The evaluation of accuracy and precision revealed acceptable biases and CVs (within ±15%), which were slightly higher for the QC-low compared with the QC-medium and QC-high samples. (See Tables S-5–S-7.) The recovery of the affimer-based enrichment procedure was high (>90%) and precise (CVs < 10%) when considering the average of duplicate measurements as well as when based on the individual replicates. (See Table S-11.) Furthermore, the assessment of sample stability after 28 days of storage on the benchtop (room temperature) and upon 10 freeze–thaw cycles indicated that sRAGE is a rather stable biomarker based on the sites that are recognized by the affimers and the proteotypic peptide that is used for sRAGE quantification by LC–MS. (See Tables S-9 and S-10.)

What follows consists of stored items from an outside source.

Issue #445, opened 2024-08-13
[DR] Initializing a 5D distribution function from a 4D distribution in a file


Maxwell-Rosen:
MF 2024/09/12: I have completed a (serial) prototype of this. See my comment below.

For the mirror simulations, we aim to initiate a 3x2v gyrokinetic simulation using initial conditions derived from a 2x2v simulation. In the 2x2v setup, there is no dependence on the cylindrical angle. However, we aim to introduce this angular dependence in the 3x2v simulation by replicating the 2x2v data in each angular slice. Additionally, we would like to apply a user-specified function to this angular component to introduce noise into the initial conditions to trigger instabilities. These simulations should maintain consistent resolution and domain in velocity and physical space coordinates and use the same basis functions as the original data. Similarly, it would be valuable to load a 2x2v simulation from a 1x2v simulation of a single field line and then introduce radial dependence. Developing this infrastructure to initialize higher-dimensional simulations from lower-dimensional ones is crucial for advancing our mirror simulation efforts.

When loading this data, the structure in the code could look like this.
```
struct gkyl_gyrokinetic_species ion = {
   .projection = {
      .proj_id = GKYL_PROJ_FROM_LOWER_DIM,
      .filename = "ion_2x2v.gkyl"
      .func_dependence = user_func,
      .func_ctx = &ctx,
   },
};
```
The user may need to specify the original dimensions of the simulation, but I think that can be read from the file. I'm not sure what the projection routine would look like under the hood.

Maxwell-Rosen:
I have gotten some initialization stuff working inside apps/gk_species_projection.c. I can load a lower-dimensional distribution function, read the grid, and construct lower-dimensional bases and ranges. I did not consider parallelism when creating these ranges and grids. The construction of these objects is identical to how gyrokinetic.c creates an app. It would re-use less code if we called gkyl_gyrokinetic_app_new() and created a new app with the appropriate dimensions instead. It would undoubtedly be less code, but this call has a lot of overhead, and it isn't a good idea.

[...]

PR #479, opened 2024-09-23
Import (possibly lower dimensional) initial distributions from file in GK

manauref:
This implements a feature that allows us to read in an initial distribution function from a file in GK. At present it supports reading:
- A distribution with the same dimensionality and grid.
- A distribution with one fewer dimension, to load 2x distributions as ICs for a 3x sim.
The interface also allows specifying an optional conf-space multiplicative field, or a phase-space additive field.
The design for this work is outlined in issue #445 (see my later comment here https://github.com/ammarhakim/gkylzero/issues/445#issuecomment-2346885508). And this goes with PR 46 in gkylcas: https://github.com/ammarhakim/gkylcas/pull/46

In order to support this we had to:
1. make some functions that handle metadata creation/releasing app-wide (still private), so that they can be used in gk_species.c to read the metadata of the .gkyl file with the ICs, even though these methods are declared in gyrokinetic.c
2. create another communicator with a possibly lower dimensionality. This required extracting `cuts` from the decomp object in the app, for which we implemented a method in rect_decomp which gets the cuts (this method is tested in the rect_decomp unit tests).
3. Implement an updater which translates the DG coefficients of a lower dim field to a higher dim field (and its unit tests).

We tested this feature with both:
- Loading rt_gk_sheath_2x2v_p1 final distributions as ICs for rt_gk_sheath_3x2v_p1.
- Loading 2x WHAM distributions into a 3x sim.

In the not too distant future we may also use this framework to load distributions with the same dimensionality but different resolution (e.g. to initialize a higher resolution sim from a coarser resolution one).

Feedback from reviewers is desired regarding the input file interface, e.g.
```
ion = {
  ...
  .init_from_file = {
    .type = GKYL_IC_IMPORT_F,
    .file_name = "gk_sheath_2x2v_p1-ion_1.gkyl",
    // Optional: specify a conf-space scaling factor and/or a phase-space
    // additive perturbation, so that f=alpha(x)*f_{file}+beta(xv) (must
    // all so change the 'type' entry).
//  .conf_scale = ic_conf_fac, // Function pointer.
//  .conf_scale_ctx = &ctx,
//  .phase_add = {
//    .proj_id = GKYL_PROJ_FUNC,
//    .func = ic_phase_add, // Function pointer.
//    .ctx_func = &ctx,
//  },
  },
  ...
}
```
Specifically, do we want this `.type` enum? if so, are we ok with these option names (i.e. GKYL_IC_IMPORT_F, GKYL_IC_IMPORT_AF, GKYL_IC_IMPORT_AF_B) or do we want others?


JunoRavin:
I think a lot of this work is fantastic. I just want to clarify something in the design because I know a few places use this design now and it is distinct from how I've been writing GPU functionality in these sorts of self-contained updaters. 

The way you handle the GPU functionality is to allocate a kernels struct: https://github.com/ammarhakim/gkylzero/blob/a8193c1d0562a240cea36fbba70fffda4d615f06/zero/translate_dim_gyrokinetic.c#L28

In contrast to making a GPU updater like, for example, what I do with the EM variable calculator (and following the on_dev structure we utilize in dg_eqn, mom_type, etc.): https://github.com/ammarhakim/gkylzero/blob/main/zero/dg_calc_em_vars.c#L20

I understand the logic. In this case, this struct for the transdim transformation is a self-contained object that only needs a specific function pointer which is accessible on device, and one can even pass that function pointer directly to the device kernel like you do here: https://github.com/ammarhakim/gkylzero/blob/a8193c1d0562a240cea36fbba70fffda4d615f06/zero/translate_dim_gyrokinetic_cu.cu#L72

But do we want to generically follow this sort of design for these sorts of self-contained updaters? Part of my logic in making even the self-contained updaters utilize the on_dev and alloc_flags infrastructure we use for dg_eqn, mom_type, etc. was to make it completely transparent to new developers what the GPU extension of a given object should look like, but we now have two different ways of adding GPU functionality, one with structs storing an on_dev pointer and one with structs storing a kernel pointer that could either be on host or on device. I could be persuaded that we should have two distinct mechanisms for putting things on GPUs, but I just want to clarify this design.

manauref:
I'll add that the logic around the kernels struct in this PR is slightly different, better and more compact, than that in older updaters that use the kernel struct, and we should use this structure (if we create objects with the kernels struct) going forward.

JunoRavin (approved):

manauref:
@JunoRavin I had another thought on the topic of creating a device version of the updater as I was creating a new updater but with the structure you pointed to above (e.g. in dg_calc_em_vars). One thing I don't like about that approach is that you essentially end up coding two _new methods, introducing code duplication.

I may use it in a new updater I'm creating elsewhere (which needs more than just a `kernels` struct on the device), but I think another approach is to do something like what GK geometry does, where you create the updater on the host and at the end you copy the whole thing to the device. The complexity of this copy varies by updater though, so in some cases this may not be the easiest way either.

ammarhakim (approved):
Ready to merge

To assess the selectivity of the sRAGE method, spike-recovery and ligand challenge testing experiments were carried out. The spike-recovery experiments that included six different sources of serum, a lipemic sample, and a hemolytic sample, revealed acceptable biases within ±15%. (See Tables S-12 and S-14.) Ligand challenge testing was performed by fortifying 0.2 ng/mL calibrants with >10 000-times molar excesses of high mobility group box 1 protein (HMGB1), which is the most studied and characterized RAGE ligand,[31,32] S100 calcium-binding protein A12 (S100A12), and serum amyloid A1 (SAA1) as examples of damage-associated molecular pattern (DAMP) proteins known to bind RAGE[33,34] or Nε-(carboxymethyl)lysine-modified bovine serum albumin (CML-BSA), which we included as a surrogate for advanced glycation end-product-modified proteins.[18] Ultimately, none of the tested ligands affected the measured sRAGE levels. (See Table S-15.)

Method Comparison

The agreement between the affimer-based LC–MS sRAGE assay and the previously developed antibody-based LC–MS sRAGE assay[16] was assessed on the basis of 40 clinical samples using linear regression and Bland–Altman plots. (See Figure .) The comparison between both methods revealed good correlation (R2 = 0.88) but also showed that ∼25% lower sRAGE levels were reported by the affimer-based assay. Given that the same sRAGE stock was used for the preparation of the calibrants for both methods, the observed difference likely represents a biology-based bias rather than a calibration-related artifact. Whereas the reason for this slight bias remains unclear at present, it is conceivable that the different affinity ligands enrich a different subset of sRAGE proteoforms or that sRAGE molecules bound to specific sRAGE ligands are enriched with different efficiencies by the two methods. Thereby, these data emphasize the need to differentiate between sRAGE proteoforms and to study the “sRAGE ligandome” to gain a better insight into the biological role and clinical biomarker potential of this protein.

Figure 4

Comparison between the affimer-based sRAGE LC–MS assay and a previously developed antibody-based LC–MS method for sRAGE quantification[16] using (A) linear regression and (B) the Bland–Altman plot.

Conclusions

Affimers are attractive alternatives to antibodies for binding target proteins with high affinity and specificity. Their exceptional thermal and chemical stability and the fact that affimers can be produced easily in bacterial cultures (E. coli) in a reproducible and scalable manner are clear advantages toward their use as reagents in clinical and bioanalytical assays. In our study we showed the application of affimers in an LC–MS-based method for the quantification of the low-abundant biomarker sRAGE in human serum. The novel method was validated according to EMA and FDA guidelines and enabled the quantification of serum sRAGE at clinically relevant levels between 0.2 and 10 ng/mL. Moreover, the method showed good correlation with a previously developed, fully validated, antibody-based LC–MS method for serum sRAGE quantification, although 25% lower sRAGE levels were reported by the affimer-based method. In conclusion, affimers are small and versatile affinity ligands with significant potential for biomedical applications as alternatives to antibodies.